# Vertical tanks (pictures added 26/3/11)



## Kallan

I had a brainwave today - I am going to construct a vertical mouse tank  So all the ammonia comes out the front and doesn't get stuck in the bottom 

Now to get designing!!

Anyone got anything similar that I could take a peek at? :mrgreen:


----------



## geordiesmice

What ever shape the home is you wont stop ammonia A male mouse will always smell unless its a desert mouse like the Spiny Mouse.They wee everywhere vertical, triangle lol wont stop them  .Love too see the finnished article Kallan.


----------



## Kallan

I want to stop the buildup of ammonia - in a standard glass tank orientation the ammonia sinks to the bottom and ventilation is at the top! It is difficult to drill glass to allow the NH4 out. So, next step: turn the tank on its side, and create improved ventilation to all levels of the tank, not just the top.

All mammals produce ammonia as a waste product - can't stop them making it, only improve the design of their accomodation.


----------



## Rhasputin

Someone on mouse lovers forum recenly constructed a cage where they took a 50 gallon tank and laid it on its side, and built doors in the 'top' (now the side), and used it like that.

You could check out their design, it would probably work for your idea, just on a different orientation.


----------



## Rhasputin

Oh, here's the link! 

http://mouselovers.com/viewtopic.php?f=6&t=2095

I figure you could do the same thing, just on the other side, so the tank is vertical.


----------



## Kallan

Can't see that link just yet, have just registered and posted in Intro section so hopefully wil see soon!


----------



## racingmouse

I would have thought making an actual wooden dowelling frame that fits the tank (underneath) to sit in and then making another wooden frame that fits around the front and adding hinged doors? Probably need some carpentry skills for this though but making the frame to fit around the actual tank would be a start. A cut piece of perspex could be added to the lower front of the tank to prevent substrate from spilling out and the doors could close over this? Some of our German members have some good ideas on adding perspex `lips` to the front of wooden caging.

Good luck kallan....I don`t envy your task!


----------



## Stina

You wouldn't need to make a frame around the entire tank. wood or plexi could be attached directly to the plastic frame of the aquarium.


----------



## AnnB

If you could find a second hand "Exo terra terrarium" going cheap, you could probably modify one of those by strengthening the lid and replacing the glass doors with mesh ones.


----------



## Rhasputin

i had rats in an exoterra tank with no issues.


----------



## Kallan

So far:

Tank upturned, cleaned out, frame glued in place and doors made and attached:









Kenai the cat showing the scale:









With two trays in place:


----------



## racingmouse

Neat!  I thought you were going to have the tank lengthways though rather than vertical? Are you dividing it up into seperate sections or adding holes in the blue shelves to have different levels? Very nice job though, I`m impressed!


----------



## Kallan

racingmouse said:


> adding holes in the blue shelves to have different levels?


That's the plan!


----------



## racingmouse

Fan-dabby-dozy! Looks good so far. Think the cat is worried though that your making him/her a new home! :lol:

Actually, looking at the way you`ve constructed the frame, doors and latches, this is the kind of thing I would have loved to make when I had my gerbils, only a vaulted type of roof on top of their tank so that they could`nt reach the wire lid!

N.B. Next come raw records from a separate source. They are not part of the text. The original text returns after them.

PR #17408, opened 2015-05-07
=act #17071 Update typesafe-config to 1.3.0

### LINKED ISSUE #17071: update Typesafe config to 1.3.0-M3
from Havoc:

Here's what's new:
https://github.com/typesafehub/config/blob/master/NEWS.md#130-m1-march-6-2015

It probably makes sense to move current dev versions of akka and play
to this release and see if anything explodes. I would do a 1.3.0 final
before your projects go final, of course.

At this time all the open issues are feature requests or I couldn't
reproduce them. I don't know of anything that's broken. So if you find
anything let me know.

I think akka was implementing the `Config` interface, which has new
methods added, so it probably will not compile. `Config` is "sealed by
documentation" by the way since Java doesn't have sealed. :-)

However, the optimizations to path parsing in this release may mean
the caching you were doing isn't needed anymore. Details of those
optimizations are at https://github.com/typesafehub/config/issues/205
in case you feel like deleting code. I think even more optimization
could be possible but it's already fast so you will have to tell me if
it matters to you.

ktoso:
Resolves https://github.com/akka/akka/issues/17071

### DIFF
--- a/akka-actor/src/main/scala/akka/actor/ActorSystem.scala
+++ b/akka-actor/src/main/scala/akka/actor/ActorSystem.scala
@@ -63,14 +63,14 @@ object ActorSystem {
    * then tries to walk the stack to find the callers class loader, then falls back to the ClassLoader
    * associated with the ActorSystem class.
    *
-   * @see <a href="http://typesafehub.github.io/config/v1.2.1/" target="_blank">The Typesafe Config Library API Documentation</a>
+   * @see <a href="http://typesafehub.github.io/config/v1.3.0/" target="_blank">The Typesafe Config Library API Documentation</a>
    */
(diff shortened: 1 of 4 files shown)


ktoso:
I just realised that this will fail validation because it needs Java 8, yet we don't run with it yet on Jenkins.
Effectively this ticket depends on updating `gen-javadoc` then (and using JDK8 on jenkins)

patriknw:
LGTM

drewhk:
LGTM

patriknw:
PLS BUILD

ktoso:
PLS BUILD

patriknw:
needs a rebase, probably the dependencies file

ktoso:
PLS BUILD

It`s good too that you will be able to hang your water bottles on the wire doors and not worry about bottle hangers on the inside of the tank, which can be tricky sometimes.


----------



## Kallan

With the 'stairs' in place:









And with extra 'toys':


----------



## geordiesmice

Looks really good, so the mice climb up the tubes to each level and what was the idea of turning the tank on its end was that for urine too soak away? , I see you use the large Faunariums as well I like those.


----------



## racingmouse

I can see the tubes but how do they enter and exit to the blue levels? Can`t see any holes? Either that or my eyes need new glasses! :lol:


----------



## ccoryjohnn

This is awesome! I want to construct something similar myself but I am no handy man...


----------



## Kallan

racingmouse said:


> I can see the tubes but how do they enter and exit to the blue levels? Can`t see any holes? Either that or my eyes need new glasses! :lol:


The trays don't go the full way to the side, there is a gap so the meeces can climb over


----------



## geordiesmice

Thats fantastic are you going into production with it.Are the mice in there new home yet?The only fault I would find is when you open the door every level is open and a mouse could escape maybe , but well made.


----------



## Matt Haslam

Top Notch!

I love this sort of ingenuity!


----------



## Kallan

The doors are split in two, one door does the top two levels and the lower one does the bottom two levels. The risk of escapees is always there, but the last box they were in they loved to jump out every time I removed the lid anyway :lol:


----------